• **PROVIDED ENTRIES**:
PR #446, opened 2024-07-08
Bugfix/sbachmei/transition names to str

stevebachmeier:
### Description

- *Category*:  bugfix
- *JIRA issue*: na

### Changes and notes
 
We found that when using psimulate, we were getting a runtime error
when deserializing. It seems that the DiseaseObserver categories
(which were TransitionSTrings) were getting instantiated again
using their repr which causes an error - see https://jira.ihme.washington.edu/browse/MIC-5149

### Testing

Ran a small psimulate with the mnch maternal model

• **TASK OBJECTIVE**:
Retype the entries. Every line must match exactly.

• **PROBLEM SOLUTION**:
PR #446, opened 2024-07-08
Bugfix/sbachmei/transition names to str

stevebachmeier:
### Description

- *Category*:  bugfix
- *JIRA issue*: na

### Changes and notes
 
We found that when using psimulate, we were getting a runtime error
when deserializing. It seems that the DiseaseObserver categories
(which were TransitionSTrings) were getting instantiated again
using their repr which causes an error - see https://jira.ihme.washington.edu/browse/MIC-5149

### Testing

Ran a small psimulate with the mnch maternal model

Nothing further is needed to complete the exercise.